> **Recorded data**
PR #7379, opened 2025-05-19
FISH-10885 DON'T MERGE - Dummy change go test with JDK 11 also

stian-sigvartsen:
## Description
Just for the purpose of testing tests with JDK 11


stian-sigvartsen:
Jenkins run revealed that https://payara.atlassian.net/browse/FISH-11145 does not occur with JDK 11. The PR has served its purpose.

PR #7404, opened 2025-05-27
(Empty) Bundle for c.s.l.e.s.c.ejb

pzygielo:
## Description

To avoid log:
```
[#|2025-05-27T17:21:40.854+0200|INFO|Payara 6.2025.5||_ThreadID=33;_ThreadName=RunLevelControllerThread-1748359277816;_TimeMillis=1748359300854;_LevelValue=800;|
  Cannot find the resource bundle for the name com.sun.logging.enterprise.system.container.ejb for class org.glassfish.ejb.persistent.timer.TimerState using fish.payara.server.internal.ejb.ejb-full-container [70]|#]
```

### Testing Performed

Deployed app using TimerService. Before this change, the entry as above is present in server.log. After this change it's absent.

### Testing Environment

JDK 21


Pandrex247 (approved):
Thanks

PR #1415, opened 2024-04-25
Chain visibility

thomas-zahner:
We have missed to expose some structs & types of the `Chain` implementation so that I was unable to make use of it when constructing the `Client`. I've changed the visibility accordingly. Additionally, I have added an example for documentation purposes and to illustrate that it now compiles. If we were  to change the visibility again cargo complains about the example.


mre:
Looks good to me, thanks.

> **EXERCISE**
An exact reproduction of all the entries, complete to the last line, is needed.

> **OUTPUT OF THE TASK**
PR #7379, opened 2025-05-19
FISH-10885 DON'T MERGE - Dummy change go test with JDK 11 also

stian-sigvartsen:
## Description
Just for the purpose of testing tests with JDK 11


stian-sigvartsen:
Jenkins run revealed that https://payara.atlassian.net/browse/FISH-11145 does not occur with JDK 11. The PR has served its purpose.

PR #7404, opened 2025-05-27
(Empty) Bundle for c.s.l.e.s.c.ejb

pzygielo:
## Description

To avoid log:
```
[#|2025-05-27T17:21:40.854+0200|INFO|Payara 6.2025.5||_ThreadID=33;_ThreadName=RunLevelControllerThread-1748359277816;_TimeMillis=1748359300854;_LevelValue=800;|
  Cannot find the resource bundle for the name com.sun.logging.enterprise.system.container.ejb for class org.glassfish.ejb.persistent.timer.TimerState using fish.payara.server.internal.ejb.ejb-full-container [70]|#]
```

### Testing Performed

Deployed app using TimerService. Before this change, the entry as above is present in server.log. After this change it's absent.

### Testing Environment

JDK 21


Pandrex247 (approved):
Thanks

PR #1415, opened 2024-04-25
Chain visibility

thomas-zahner:
We have missed to expose some structs & types of the `Chain` implementation so that I was unable to make use of it when constructing the `Client`. I've changed the visibility accordingly. Additionally, I have added an example for documentation purposes and to illustrate that it now compiles. If we were  to change the visibility again cargo complains about the example.


mre:
Looks good to me, thanks.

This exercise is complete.